ORSHA, Belarus, July 15 (Xinhua) -- From the blue flax fields of Belarus to the textile workshops and markets of China, linen has transcended its origins as a mere agricultural commodity.
As the natural fibre journeys across borders and embeds itself in everyday life in both countries, it is quietly weaving a stronger fabric of friendship and cooperation between China and Belarus.
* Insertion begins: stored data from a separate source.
Issue #3435, opened 2020-05-07
Proposal: list pattern


gafter:
See https://github.com/dotnet/csharplang/pull/3245

HaloFour:
Awesome.  Is this going to build on the linked proposal (with your additional feedback) or is this to track the work of designing list/collection/dictionary/etc patterns in general?

gafter:
@HaloFour This is to track answering questions like those.

alrz:
>list/collection/dictionary/etc patterns

I wonder how you'd imagine dictionary/indexer patterns work and what use cases you have in mind.

Syntax-wise it could be `{[constant]: pattern}` but that's useless because any common type that exposes an indexer, throws if it's out of range.

gafter:
Maybe we could use a `TryGet` method.

alrz:
To me, that's too specific to have a dedicated syntax for. I think we should enable patterns for all Try-like methods which is essentially what user-defined positional patterns are.
```cs
map is TryGetValue("constant key", pattern) // maybe with another name
```
This could made to work only on "some" methods as mentioned in https://github.com/dotnet/csharplang/issues/1047#issuecomment-440254430

Syntactical symmetry with indexer initializers makes it attractive though, however, the fact that it would not call the indexer might be confusing.

HurricanKai:
Would this allow something like
```cs
Array: { Length: 1, [1] }
```
checking whether there is only one element and whether that element is `1`?
Also, looking at the PR it's unclear to me whether this would allow checking for just the 5th element for example? Looks like that's not possible?

alrz:
@HurricanKai 

The pattern `[1]` already includes the check for length=1 so you don't need to add anything else.

To match Nth element you *could* prepend N-1 discards - it tends to get long but it is definitely possible.

The team is interested in supporting indexers, so using range indexer pattern, we could support `{ [5]: var elem }` and generate `e.Length >= 5 && e[5] is var elem` (we'd only accept constant indexer args so we can calculate the minimum size).

I'm not sure if that's common enough for a dedicated support, plus it won't work with generic dictionaries which is probably a deal breaker.

HurricanKai:
I'd generally much prefer `[idx]: { ... }` because it looks much more natural inside of more pattern matching, in fact I tried typing it out like that today cause I thought it would work 😄 ie `[2]: { [5]: { Length: 5 } }` on a `string[][]` would be quite amazing if possible.

omikhailov:
[...]

PR #4575, opened 2021-03-23
Spec list-pattern on enumerable collections

jcouv:
Tagging @dotnet/roslyn-compiler @alrz @MadsTorgersen for review.

Relates to proposal https://github.com/dotnet/csharplang/issues/3435

### DIFF
--- a/proposals/list-patterns.md
+++ b/proposals/list-patterns.md
@@ -220,6 +220,11 @@ class ListPatternHelper
     return count;
   }
 
+  public bool Last()
+  {
+    return !enumerator.MoveNext();
+  }
+
   public int Count()
   {
     return MoveNextIfNeeded(-1);
@@ -266,7 +271,7 @@ class ListPatternHelper
 
   helper.TryGetStartElement(index: 0, out var element0) && element0 is 0 &&
   helper.TryGetStartElement(1, out var element1) && element1 is 1 &&
-  helper.Count() == 2
+  helper.Last()
 }
 ```
 
--- a/proposals/list-patterns.md
+++ b/proposals/list-patterns.md
@@ -324,4 +324,4 @@ All multi-dimensional arrays can be non-zero-based. We can either:
 2. Call `GetLowerBound` and add it to each indexer access to pass the *correct* index.
 3. Assume all arrays are zero-based since that's the default for arrays created by `new` expressions.
 4. Should we try and optimize list-patterns like `{ 1, _, _ }` on a countable enumerable type? We could just check the first enumerated element then check `Length`/`Count`...
-5. Should we try to enumeration short for length-patterns on enumerables in some cases? (computing max acceptable count and checking partial count against that)
+5. Should we try to cut the enumeration short for length-patterns on enumerables in some cases? (computing min/max acceptable count and checking partial count against that)
--- a/proposals/list-patterns.md
+++ b/proposals/list-patterns.md
@@ -93,18 +93,18 @@ This set of rules is derived from the [***range indexer pattern***](https://gith
 
 #### Semantics on enumerable type
 
-If the input type is *enumerable* but not *countable*, then the *length-pattern* is checked on the number of elements obtained from enumerating the collection.
+If the input type is *enumerable* but not *countable*, then the *length_pattern* is checked on the number of elements obtained from enumerating the collection.
 
-If the input type is *enumerable* but not *indexable*, then the *list-pattern* enumerates elements from the collection and checks them against the listed patterns:  
-Patterns at the start of the *list-pattern* — that are before the `..` *slice-pattern* if one is present, or all otherwise — are matched against the elements produced at the start of the enumeration.  
+If the input type is *enumerable* but not *indexable*, then the *list_pattern* enumerates elements from the collection and checks them against the listed patterns:  
+Patterns at the start of the *list_pattern* — that are before the `..` *slice_pattern* if one is present, or all otherwise — are matched against the elements produced at the start of the enumeration.  
 If the collection does not produce enough elements to get a value corresponding to a starting pattern, the match fails. So the *constant-pattern* `3` in `{ 1, 2, 3, .. }` doesn't match when the collection has fewer than 3 elements.  
-Patterns at the end of the *list-pattern* (that are following the `..` *slice-pattern* if one is present) are matched against the elements produced at the end of the enumeration.  
+Patterns at the end of the *list_pattern* (that are following the `..` *slice_pattern* if one is present) are matched against the elements produced at the end of the enumeration.  
 If the collection does not produce enough elements to get a value corresponding to an ending pattern, the match fails. So the *constant-pattern* `3` in `{ 1, .., 3 }` doesn't match when the collection has fewer than 2 elements.  
-A *list-pattern* without a *splice-pattern* only matches if the number of elements produced by complete enumeration and the number of patterns are equals. So `{ _, _, _ }` only matches when the collection produces exactly 3 elements.
+A *list_pattern* without a *splice-pattern* only matches if the number of elements produced by complete enumeration and the number of patterns are equals. So `{ _, _, _ }` only matches when the collection produces exactly 3 elements.
 
 Note that those implicit checks for number of elements in the collection are unaffected by the collection type being *countable*. So `{ _, _, _ }` will not make use of `Length` or `Count` even if one is available.
 
-When multiple *list-patterns* are applied to one input value the collection will be enumerated once at most:  
+When multiple *list_patterns* are applied to one input value the collection will be enumerated once at most:  
 ```
 _ = collection switch
 {
@@ -121,9 +121,9 @@ _ = collectionContainer switch
 };
 ```
 
-It is possible that the collection will not be completely enumerated. For example, if one of the patterns in the *list-pattern* doesn't match or when there are no ending patterns in a *list-pattern* (e.g. `collection is { 1, 2, .. }`).
+It is possible that the collection will not be completely enumerated. For example, if one of the patterns in the *list_pattern* doesn't match or when there are no ending patterns in a *list_pattern* (e.g. `collection is { 1, 2, .. }`).
 
-If an enumerator is produced when a *list-pattern* is applied to an enumerable type and that enumerator is disposable it will be disposed when a top-level pattern containing the *list-pattern* successfully matches, or when none of the patterns matches (in the case of a `switch` statement or expression). It is possible for an enumerator to be disposed more than once and the enumerator must ignore all calls to `Dispose` after the first one.
+If an enumerator is produced when a *list_pattern* is applied to an enumerable type and that enumerator is disposable it will be disposed when a top-level pattern containing the *list_pattern* successfully matches, or when none of the patterns match (in the case of a `switch` statement or expression). It is possible for an enumerator to be disposed more than once and the enumerator must ignore all calls to `Dispose` after the first one.
 ```
 // any enumerator used to evaluate this switch statement is disposed at the indicated locations
 _ = collection switch
@@ -226,8 +226,8 @@ class ListPatternHelper
   // fulfills the role of `[index]` for start elements when enough elements are available
   public bool TryGetStartElement(int index, out ElementType value)
   {
-    Debug.Assert(index < startBuffer.Length);
-    PullStart(index);
+    Debug.Assert(index >= 0 && index < startBuffer.Length);
+    MoveNextIfNeeded(index);
     if (count > index)
     {
       value = startBuffer[index];
@@ -240,7 +240,7 @@ class ListPatternHelper
   // fulfills the role of `[^hatIndex]` for end elements when enough elements are available
   public bool TryGetEndElement(int hatIndex, out ElementType value)
   {
-    Debug.Assert(hatIndex < endBuffer.Length);
+    Debug.Assert(hatIndex > 0 && hatIndex <= endBuffer.Length);
     Count();
     if (count < startBuffer.Length + endBuffer.Length)
     {
@@ -306,7 +306,7 @@ class ListPatternHelper
 }
 ```
 
-The same way that a `Type { name: pattern }` *property-pattern* checks that the input has the expected type and isn't null before using that as receiver for the property checks, so can we have the `{ ..., ... }` *list-pattern* initialize a helper and use that as the pseudo-receiver for element accesses.  
+The same way that a `Type { name: pattern }` *property-pattern* checks that the input has the expected type and isn't null before using that as receiver for the property checks, so can we have the `{ ..., ... }` *list_pattern* initialize a helper and use that as the pseudo-receiver for element accesses.  
 This should allow merging branches of the patterns DAG, thus avoiding creating multiple enumerators.
 
 ### Additional types
--- a/proposals/list-patterns.md
+++ b/proposals/list-patterns.md
@@ -325,3 +325,4 @@ All multi-dimensional arrays can be non-zero-based. We can either:
 3. Assume all arrays are zero-based since that's the default for arrays created by `new` expressions.
 4. Should we try and optimize list-patterns like `{ 1, _, _ }` on a countable enumerable type? We could just check the first enumerated element then check `Length`/`Count`...
 5. Should we try to cut the enumeration short for length-patterns on enumerables in some cases? (computing min/max acceptable count and checking partial count against that)
+  What if the enumerable type has some sort of `TryGetNonEnumeratedCount` API?
--- a/proposals/list-patterns.md
+++ b/proposals/list-patterns.md
@@ -80,7 +80,7 @@ A *list_pattern* is compatible with any type that is *countable* as well as *ind
 A *list_pattern* is also compatible with any type that is *enumerable*.
 
 A *slice_pattern* is compatible with any type that is *countable* as well as *sliceable* — it has an accessible indexer that takes a `Range` argument or otherwise an accessible `Slice` method that takes two `int` arguments. If both are present, the former is preferred.  
-A *slice_pattern* without a sub-pattern is also compatible with any type that is *enumerable*.
+A *slice_pattern* without a sub_pattern is also compatible with any type that is *enumerable*.
 
 ```
 enumerable is { 1, 2, .. } // okay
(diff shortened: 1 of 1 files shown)


jcouv:
I need to tweak this a bit more, to be able to share the data structure between two branches where the staring patterns in one may overlap with the ending patterns in another:
```
collection switch
{
   { 1, 2, 3, .., 5 } => ... // causes start buffer to hold 3 elements
   {1,  .., 3, 4, 5 } => ... // causes end buffer to hold 3 elements
}

**Comment by alrz** [comment]
We could possibly ditch the separate start buffer if we disallow element match after a slice pattern.
```cs
case { .., 1, 2 }:
case { 1, 2, .. }: // subsumption error
```
```cs
case { 1, 2, .. }:
case { .., 1, 2 }: // ok
```
Note that we need to start buffering from the beginning anyways to facilitate forthcoming matches but we only need to maintain a single buffer for that.

This might be too restrictive but I'm not sure how this is common to worth the added complexity.

alrz:
That said, I'd prefer we have a separate helper for skipping elements,
```cs
@{
  // bufferSize: computed from the max number of trailing patterns in all arms
  var helper = new ListPatternHelper(collection, bufferSize); 

  // leading patterns
  helper.TryGetNext(0, out var element0) && ...

  // slice pattern; either:
  helper.SkipToEnd() // always succeeds
  helper.TrySkipToEnd(maxLength)

  // trailing patterns
  helper.TryGetLast(2, out var hatElement2) && ..

  // length pattern; either:
  helper.TryGetCount(out var count)
  helper.TryGetCount(minLength, out var count)
  helper.TryGetCount(maxLength, out var count)
  helper.TryGetCount(minLength, maxLength, out var count)
}
```
For `TryGetCount`, we could possibly optimize a length pattern without binding e.g. `[<N]` to not iterate past the required length.

jcouv:
> For TryGetCount, we could possibly optimize a length pattern without binding e.g. [<N] to not iterate past the required length.

I think that's going to be difficult. Patterns currently rely on having a ready value as input.

> // slice pattern; ...
> helper.SkipToEnd() // always succeeds

I've made a small change along those lines. A slice pattern with some following ending patterns can call and check `Count()` once. That way we don't need to do redundant count checks on each ending patterns.

proposals/list-patterns.md
```diff
@@ -121,6 +172,141 @@ expr.Length is >= 2
...
+> **Open question**: Confirm that async enumerables are out-of-scope.  
+> **Open question**: Confirm that slice patterns with a sub_pattern (such as `..var x`) are out-of-scope.  
+
+Although a helper type is not necessary, it helps simplify and illustrate the logic.
+
+```
+class ListPatternHelper
+{
+  // Notes: 
+  // We could inline this logic to avoid creating a new type and to handle the pattern-based enumeration scenarios.
```
alrz, line 186: I think this is a pretty serious issue. So far, I tried to not depend on the buffer type for iteration exactly because of it.
This would be useful to reduce code size, but we should design around pattern-based case if we want to support it.

proposals/list-patterns.md
```diff
@@ -73,16 +73,67 @@ Notes:
...
+Patterns at the start of the *list_pattern* — that are before the `..` *slice_pattern* if one is present, or all otherwise — are matched against the elements produced at the start of the enumeration.  
+If the collection does not produce enough elements to get a value corresponding to a starting pattern, the match fails. So the *constant_pattern* `3` in `{ 1, 2, 3, .. }` doesn't match when the collection has fewer than 3 elements.  
+Patterns at the end of the *list_pattern* (that are following the `..` *slice_pattern* if one is present) are matched against the elements produced at the end of the enumeration.  
+If the collection does not produce enough elements to get values corresponding to the ending patterns, the *splice_pattern* does not match. So the *splice_pattern* in `{ 1, .., 3 }` doesn't match when the collection has fewer than 2 elements.  
+A *list_pattern* without a *splice_pattern* only matches if the number of elements produced by complete enumeration and the number of patterns are equals. So `{ _, _, _ }` only matches when the collection produces exactly 3 elements.
```
alrz, line 103: typo: *splice_pattern* -> *slice_pattern* (a few of these throughout the document)

proposals/list-patterns.md
```diff
@@ -121,6 +172,141 @@ expr.Length is >= 2
 ```
 The *input type* for the *slice_pattern* is the return type of the underlying `this[Range]` or `Slice` method with two exceptions: For `string` and arrays, `string.Substring` and `RuntimeHelpers.GetSubArray` will be used, respectively.
 
+#### Lowering on enumerable type
+
+> **Open question**: Confirm that async enumerables are out-of-scope.  
+> **Open question**: Confirm that slice patterns with a sub_pattern (such as `..var x`) are out-of-scope.  
+
+Although a helper type is not necessary, it helps simplify and illustrate the logic.
```
alrz, line 180: I gather the following is not the rigorous codegen spec and we may make changes as we go through the impl?

proposals/list-patterns.md
```diff
@@ -121,6 +172,141 @@ expr.Length is >= 2
...
+  helper.TryGetStartElement(1, out var element1) && element1 is 1
+}
+```
+
+`collection is { .., 3, 4 }` is lowered to
+```
+@{
+  var helper = new ListPatternHelper(collection, 0, 2);
+
+  helper.Count() > 2 && // `..` with 2 ending patterns
```
alrz, line 288: `Count() >= 2`

proposals/list-patterns.md
```diff
@@ -121,6 +172,141 @@ expr.Length is >= 2
...
+```
+
+`collection is { 1, 2, .., 3, 4 }` is lowered to
+```
+@{
+  var helper = new ListPatternHelper(collection, 2, 2);
+
+  helper.TryGetStartElement(index: 0, out var element0) && element0 is 1 &&
+  helper.TryGetStartElement(1, out var element1) && element1 is 2 &&
+  helper.Count() > 4 && // `..` with 2 starting patterns and 2 ending patterns
```
alrz, line 301: `Count() >= 4`

proposals/list-patterns.md
```diff
@@ -73,16 +73,67 @@ Notes:
...
+If the collection does not produce enough elements to get a value corresponding to a starting pattern, the match fails. So the *constant_pattern* `3` in `{ 1, 2, 3, .. }` doesn't match when the collection has fewer than 3 elements.  
+Patterns at the end of the *list_pattern* (that are following the `..` *slice_pattern* if one is present) are matched against the elements produced at the end of the enumeration.  
+If the collection does not produce enough elements to get values corresponding to the ending patterns, the *splice_pattern* does not match. So the *splice_pattern* in `{ 1, .., 3 }` doesn't match when the collection has fewer than 2 elements.  
+A *list_pattern* without a *splice_pattern* only matches if the number of elements produced by complete enumeration and the number of patterns are equals. So `{ _, _, _ }` only matches when the collection produces exactly 3 elements.
+
+Note that those implicit checks for number of elements in the collection are unaffected by the collection type being *countable*. So `{ _, _, _ }` will not make use of `Length` or `Count` even if one is available.
```
alrz, line 105: I think if the type is countable we can just use it e.g. if we have Length but not an indexer, we match  Length while enumerating for elements.

proposals/list-patterns.md
```diff
@@ -73,16 +73,67 @@ Notes:
...
+
+If an enumerator is produced when a *list_pattern* is applied to an enumerable type and that enumerator is disposable it will be disposed when a top-level pattern containing the *list_pattern* successfully matches, or when none of the patterns match (in the case of a `switch` statement or expression). It is possible for an enumerator to be disposed more than once and the enumerator must ignore all calls to `Dispose` after the first one.
+```
+// any enumerator used to evaluate this switch statement is disposed at the indicated locations
+_ = collection switch
+{
+  { 1 } => /* here */  ...,
+  _ => /* here */ ...,
+};
+/* here too, with a spilled try/finally around the switch expression */
```
alrz, line 134: This isn't quite clear to me. DAG lowring happens in it's own block, so we only need one try/finally per enumerator, (provided we have a single node per each after simplification), from there we emit jumps to the target code section.

alrz:
To facilitate early failures, we calculate max/min length based on the pattern itself and the length pattern so that we can check **as we iterate**. Therefore, we require this set to be contiguous (e.g. `[1 or 3]` is an error on enumerables). I think it helps to mention that in the spec.

proposals/list-patterns.md
jcouv: Right.

This rough codegen was mostly to convince myself that it would fit in the DAG binding design (evaluation steps, test steps, ...). Overall I expect it will fit okay.

The parts I'm not sure yet:
- how do we account for evaluation steps returning a value or not? (in contrast, property accesses always succeed)
- who is responsible for the end-of-enumeration count check (when exiting the list-pattern, like `{ 1, 2 }`)?
- can we offer enough guarantees in the DAG binding that we don't need to cache starting values at all? (those values would get cached into temps if they are enumeratoed in the right order)
- is there enough helper logic that we could extract to a BCL type?
- how do we keep track of enumerators to dispose?

proposals/list-patterns.md
jcouv: My thinking was that if we're enumerating to the end anyways, we might as well use the enumerated count that we've accumulated for the check at the end of the list-pattern.
But it's true that we could omit tailing discard patterns. So `{ 1, _, _ }` could be "check first element, check Count == 3".

On the other hand, imagine that the `Count` property needs to enumerate again from the start.

I'll add an open issue.

proposals/list-patterns.md
jcouv: You're right. I'm not sure how to best represent this. What I'm trying to illustrate is that we dispose the enumerators as early as possible and in every case (even if an exception is thrown somewhere in a pattern evaluation).

jcouv:
> we require this set to be contiguous (e.g. [1 or 3] is an error on enumerables

Two concerns:
1. The evaluation model for patterns is "get a value" followed by "check whether the value matches the pattern". But what you're proposing is that we have special understanding of some patterns inside of length-patterns so that we can check before we have the (final) value.
2. From a language perspective, why place such a restriction? The `[1 or 3]` pattern seems fine to me.

I'll add that as an open question.

proposals/list-patterns.md
alrz: >how do we account for evaluation steps returning a value or not?

We either use an evaluation followed by a standard test, or a dedicated test node. As long as these won't affect subsumption checking, we can do away with simple eval nodes. In the prototype, I tried the first approach initially, but with trailing patterns, had to introduce a test node to disallow MoveNext after a slice which can happen in multi-arm matches.

>who is responsible for the end-of-enumeration count check 

If the enumerator has a length (e.g. via TryGetNonEnumeratedCount), we check that first for an early failure, otherwise we only count if there's a length pattern. This happens right after we enumerate the sequence to the end. While we're doing it, we don't want to exceed the maxLength (if specified) and after that, we want to ensure we've reached the minLength (either inferred or specified). This cover the "early failure" that was discussed in the last LDM.

Note that a simple `helper.Count() is P` always enumerate the sequence to the end which is not what we want, therefore we need to compute the actual value set that we're testing for. Since we operate on a range of values, something like `[1 or 3]` causes incorrect results and should be gated.

>can we offer enough guarantees in the DAG binding that we don't need to cache starting values at all? (those values would get cached into temps if they are enumerated in the right order)

That is correct. Starting patterns won't need any kind of buffer since we have a temp per each.

>is there enough helper logic that we could extract to a BCL type?

I think if we use a standard buffer type we can indeed propose to it BCL. Currently I used a generic fixed-size stack with no additional logic.


>how do we keep track of enumerators to dispose?

Since we can't "join" leaf nodes in a DAG, we just wrap the "rest" of the lowering in a try/finally, starting at each GetEnumerator. As a consequence enumerators might stack up. For instance,  in `{ enum1: {0}, enum2: {0} }`, both enumerators won't get disposed until after the whole pattern is executed.

proposals/list-patterns.md
alrz: > "check first element, check Count == 3".

We always check Count first if it's available without enumerating, subsequently `MoveNext() is 1 && MoveNext() && MoveNext() && !MoveNext()` will be emitted to match elements which also tests for the length in itself (in case it wasn't available)

proposals/list-patterns.md
alrz: >What I'm trying to illustrate is that we dispose the enumerators as early as possible and in every case

As I explained above, the earliest we could do that is at the end of the DAG lowering. At least that's what I could think of.

proposals/list-patterns.md
```diff
@@ -73,16 +73,67 @@ Notes:
...
 
-A *list_pattern* is compatible with any type that is *countable* as well as *indexable* - it has an accessible indexer that takes an `Index` or `int` argument. If both indexers are present, the former is preferred.
+A *list_pattern* is compatible with any type that is *countable* as well as *indexable* — it has an accessible indexer that takes an `Index` or `int` argument. If both indexers are present, the former is preferred.  
+A *list_pattern* is also compatible with any type that is *enumerable*.
 
-A *slice_pattern* is compatible with any type that is *countable* as well as *sliceable* - it has an accessible indexer that takes a `Range` argument or otherwise an accessible `Slice` method that takes two `int` arguments. If both are present, the former is preferred.
+A *slice_pattern* is compatible with any type that is *countable* as well as *sliceable* — it has an accessible indexer that takes a `Range` argument or otherwise an accessible `Slice` method that takes two `int` arguments. If both are present, the former is preferred.  
+A *slice_pattern* without a sub_pattern is also compatible with any type that is *enumerable*.
```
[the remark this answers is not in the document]
alrz: > `sub-pattern`

"sub" is not a word. If I read that correctly, it means "substitute" by itself.

proposals/list-patterns.md
jcouv: If we're going to emit 4 `MoveNext` evaluations and enumerate completely, then there is no need to also call `Count`/`Length`. We don't need to check the count twice.

alrz: We dont *need* to do it but if we can get count without enumerating we'll check it first to fail early ifit doesn't match. This is from last LDM.

jcouv: What I'm saying is that when there is a count check for the closing brace `}` of the list-pattern on an enumerable, that should use the enumerated count, since we'll have enumerated anyways. Similarly, the check that occurs to confirm that we had at least 3 elements before applying the `3` would use the enumeration.

I think that in your framing, all I'm saying is that before we check whether pattern `3` matches, we must have had 3 successful `MoveNext()` calls and that at the closing brace `}` we check that `!MoveNext()`. Those checks just rely on the enumerator, there was no need to call `Count` on a countable type.

> If the enumerable is actually backed by a concrete list type, we don't need to do any enumeration of the enumerable to check the length pattern.

Yes, for the length-pattern (such as `[<6]`) it is fine to introduce a third concept of count, a "try-count", or extend the concept of the `Count` API, but that's orthogonal to what I'm saying about the list-pattern. 
Note that the `{ 1, 2, 3, .., 10 }` does not have an implicit end-of-list-pattern count, since it has a `..`. But it does have implicit checks that we could get at least 4 elements before we apply the pattern `10`.

I hope that makes sense.
By the way, if you're already down the implementation path and feel there is a more natural way to spec this, feel free to update this doc. I'll merge later today so you can stack a PR.

jcouv:
@dotnet/roslyn-compiler for review.

proposals/list-patterns.md
jcouv: Sorry, one more point of clarification.
This (`Note that those implicit checks for number of elements in the collection are unaffected by the collection type being *countable*. So `{ _, _, _ }` will not make use of `Length` or `Count` even if one is available.`) is merely calling out a consequence of what is stated in the preceding paragraph:

> If the collection does not produce enough elements to get a value corresponding to a starting pattern, the match fails. [...]

> If the collection does not produce enough elements to get values corresponding to the ending patterns, the *slice_pattern* does not match. [...]

> A *list_pattern* without a *slice_pattern* only matches if the number of elements produced by complete enumeration and the number of patterns are equals. [...]

proposals/list-patterns.md
```diff
@@ -121,6 +172,141 @@ expr.Length is >= 2
...
+  private EnumeratorType enumerator;
+  private int count;
+  private ElementType[] startBuffer;
+  private ElementType[] endCircularBuffer;
+
+  public ListPatternHelper(EnumerableType enumerable, int startPatternsCount, int endPatternsCount)
+  {
+    count = 0;
+    enumerator = enumerable.GetEnumerator();
+    startBuffer = startPatternsCount == 0 ? null : new ElementType[startPatternsCount];
```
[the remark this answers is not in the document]
333fred: And having an `IDisposable` implementation for returning them.

proposals/list-patterns.md
```diff
@@ -121,6 +172,141 @@ expr.Length is >= 2
...
+  }
+}
+```
+
+`collection is [3]` is lowered to
+```
+@{
+  var helper = new ListPatternHelper(collection, 0, 0);
+
+  helper.Count() == 3
```
333fred, line 258: This does not feel good. We probably want to take a parameter of some kind an avoid enumerating the whole enumerable if we pass an upper limit, 3 in this case.

proposals/list-patterns.md
```diff
@@ -121,6 +172,141 @@ expr.Length is >= 2
...
+```
+
+`collection is { 0, 1 }` is lowered to
+```
+@{
+  var helper = new ListPatternHelper(collection, 2, 0);
+
+  helper.TryGetStartElement(index: 0, out var element0) && element0 is 0 &&
+  helper.TryGetStartElement(1, out var element1) && element1 is 1 &&
+  helper.Count() == 2
```
333fred, line 269: Same comment about enumerable length.

proposals/list-patterns.md
```diff
@@ -121,6 +172,141 @@ expr.Length is >= 2
...
+  helper.TryGetStartElement(1, out var element1) && element1 is 1
+}
+```
+
+`collection is { .., 3, 4 }` is lowered to
+```
+@{
+  var helper = new ListPatternHelper(collection, 0, 2);
+
+  helper.Count() >= 2 && // `..` with 2 ending patterns
```
333fred, line 288: This one isn't so bad, since we need enumerate the whole thing anyway.

proposals/list-patterns.md
jcouv: In the current design of patterns in general, we get a value then we check the value. I've added an open question on length-pattern cutting enumerations short (checking non-final value in some way), following Ali's suggestion.

proposals/list-patterns.md
jcouv: Thanks. We only need to check we're at the end of the enumeration.

proposals/list-patterns.md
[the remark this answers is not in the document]
jcouv: Right. Since we'll need to track disposal of enumerator we have some options here.
Stackalloc might be an option too if we inline this logic (then the state is just locals to the expression).

---
In reply to: [601740384](https://github.com/dotnet/csharplang/pull/4575#discussion_r601740384) [](ancestors = 601740384)

333fred (approved):
LGTM (commit 11). We'll keep whacking on that enumeration question in the implementation.

proposals/list-patterns.md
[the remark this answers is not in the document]
333fred: I don't think we'll want to use stackalloc (unconditionally, anyway). This might be a place where we'd like a runtime helper like https://github.com/dotnet/runtime/issues/25423.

The moderate, humid climate of Belarus and its fertile soil make the country one of the world's key regions for producing high-quality linen.
For centuries, linen has served Belarusians not only as a favoured crop but as a profound symbol of national spirit. A blooming blue flax flower adorns the country's national emblem, a quiet yet powerful testament to the plant that yields the treasured fibre -- and to the enduring love and respect Belarusians feel for it.
Today, Belarusian linen is gaining growing popularity in China, where expanding trade and people-to-people exchanges are breathing new vitality into the centuries-old fibre.
Sergey Sidin, Deputy General Director of the Orsha Linen Mill, lists the virtues of linen: high hygroscopicity, quick water absorption and release, anti-static properties, hypoallergenic qualities, and antibacterial effects.
In the Belarusian city of Orsha, known as the country's "linen capital," stands one of Europe's largest linen processing enterprises, a facility with roots dating back to the 1930s.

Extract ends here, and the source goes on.